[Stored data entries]
⁂

PR #1476, opened 2023-12-13
feat(service): expose tech_emails

jeff-held-aiven:
Allow users to set `tech_emails` member of service.

### DIFF
--- a/internal/schemautil/service.go
+++ b/internal/schemautil/service.go
@@ -49,6 +49,16 @@ const (
 	ServiceTypeClickhouse       = "clickhouse"
 )
 
+var TechEmailsResourceSchema = &schema.Resource{
+	Schema: map[string]*schema.Schema{
+		"email": {
+			Type:        schema.TypeString,
+			Description: "An email address to contact for technical issues",
+			Required:    true,
+		},
+	},
+}
+
 func ServiceCommonSchema() map[string]*schema.Schema {
 	return map[string]*schema.Schema{
 		"project": CommonSchemaProjectReference,
@@ -267,6 +277,12 @@ func ServiceCommonSchema() map[string]*schema.Schema {
 				},
 			},
 		},
+		"tech_emails": {
+			Type:        schema.TypeSet,
+			Elem:        TechEmailsResourceSchema,
+			Optional:    true,
+			Description: "Defines the email addresses that will receive alerts about upcoming maintenance updates or warnings about service instability.",
+		},
 	}
 }
 
@@ -373,6 +389,10 @@ func ResourceServiceRead(ctx context.Context, d *schema.ResourceData, m interfac
 		return diag.Errorf("unable to set tag's in schema: %s", err)
 	}
 
+	if err := d.Set("tech_emails", getTechnicalEmailsForTerraform(d, "tech_emails", s)); err != nil {
+		return diag.Errorf("unable to set tech_emails in schema: %s", err)
+	}
+
 	return nil
 }
 
@@ -429,6 +449,7 @@ func resourceServiceCreate(ctx context.Context, d *schema.ResourceData, m interf
 			DiskSpaceMB:           diskSpace,
 			UserConfig:            cuc,
 			StaticIPs:             FlattenToString(d.Get("static_ips").(*schema.Set).List()),
+			TechnicalEmails:       getContactEmailListForAPI(d, "tech_emails"),
 		},
 	)
 	if err != nil {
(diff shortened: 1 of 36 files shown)


internal/sdkprovider/service/project/project.go
```diff
@@ -79,7 +79,7 @@ var aivenProjectSchema = map[string]*schema.Schema{
 		Type:        schema.TypeSet,
 		Elem:        &schema.Schema{Type: schema.TypeString},
 		Optional:    true,
-		Description: "Defines the email addresses that will receive alerts about upcoming maintenance updates or warnings about service instability. It is  good practice to keep this up-to-date to be aware of any potential issues with your project.",
+		Description: "Defines the email addresses that will receive alerts about upcoming maintenance updates or warnings about service instability. It is good practice to keep this up-to-date to be aware of any potential issues with your project.",
```
Serpentiel, line 82: typo, should be _it is a good practice_ (missing _a_)

Serpentiel (changes requested):

internal/schemautil/service.go
```diff
@@ -572,6 +594,20 @@ func getDefaultDiskSpaceIfNotSet(ctx context.Context, d *schema.ResourceData, cl
 	return diskSpace, nil
 }
 
+func getTechnicalEmailsForTerraform(d *schema.ResourceData, field string, s *aiven.Service) *schema.Set {
+	_, existsBefore := d.GetOk(field)
+	if !existsBefore && len(s.TechnicalEmails) == 0 {
```
byashimov, line 599: nit: technically "before" is `s.TechnicalEmails`. It is "now" or more conventional is "ok"

internal/schemautil/service.go
```diff
@@ -864,3 +904,17 @@ func DatasourceServiceRead(ctx context.Context, d *schema.ResourceData, m interf
 
 	return diag.Errorf("common %s/%s not found", projectName, serviceName)
 }
+
+func getContactEmailListForAPI(d *schema.ResourceData, field string) *[]aiven.ContactEmail {
+	var results []aiven.ContactEmail
+	valuesInterface, ok := d.GetOk(field)
+	if ok && valuesInterface != nil {
```
byashimov, line 911: What was the case with nil value?

internal/schemautil/service.go
```diff
@@ -864,3 +904,17 @@ func DatasourceServiceRead(ctx context.Context, d *schema.ResourceData, m interf
...
+		for _, emailInterface := range valuesInterface.(*schema.Set).List() {
+			results = append(results, aiven.ContactEmail{Email: emailInterface.(map[string]interface{})["email"].(string)})
+		}
+	}
+	if results == nil {
+		return &[]aiven.ContactEmail{}
+	}
+	return &results
```
byashimov, line 919: You can safely remove 916-918. `results` is the same as that part.

internal/sdkprovider/service/redis/redis_test.go
```diff
@@ -27,6 +27,32 @@ func TestAccAiven_redis(t *testing.T) {
...
+					resource.TestCheckResourceAttrSet(resourceName, "service_uri"),
+				),
+			},
+			{
+				Config: testAccRedisRemoveEmailsResource(rName),
+				Check: resource.ComposeTestCheckFunc(
+					acc.TestAccCheckAivenServiceCommonAttributes("data.aiven_redis.common"),
+					testAccCheckAivenServiceRedisAttributes("data.aiven_redis.common"),
+					resource.TestCheckResourceAttr(resourceName, "tag.#", "1"),
+					resource.TestCheckResourceAttr(resourceName, "tech_emails.#", "0"),
```
byashimov, line 55: Nice test! I believe you can remove duplicate checks from 56 to 69.

internal/schemautil/service.go
byashimov: Ah, you see, `*[]` doesn't make sense. Cause you always return a pointer to a slice. Hence it sends `null`, because it has a type, but not a length. https://go.dev/play/p/FJLtc1sE-xf
You need to return `nil` to make your `if` check make sense.
I believe that the API just ignores `null` and that's why it works.

So you can do this:
```go
results := make([]aiven.ContactEmail, 0)
valuesInterface, ok := d.GetOk(field)
if ok {
    ...
}
return &results
```

It will always send an array. Works exactly like if you replace `*[]email` with `[]email` in the client.

byashimov (changes requested):
minor changes are required, otherwise lgtm

byashimov (approved):
lgtm

byashimov (approved):
lgtm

⁂

* **To do**
Find the word "Errorf" in the entries. Copy each line that holds it.

* **Response area**
 		return diag.Errorf("unable to set tag's in schema: %s", err)
+		return diag.Errorf("unable to set tech_emails in schema: %s", err)
 	return diag.Errorf("common %s/%s not found", projectName, serviceName)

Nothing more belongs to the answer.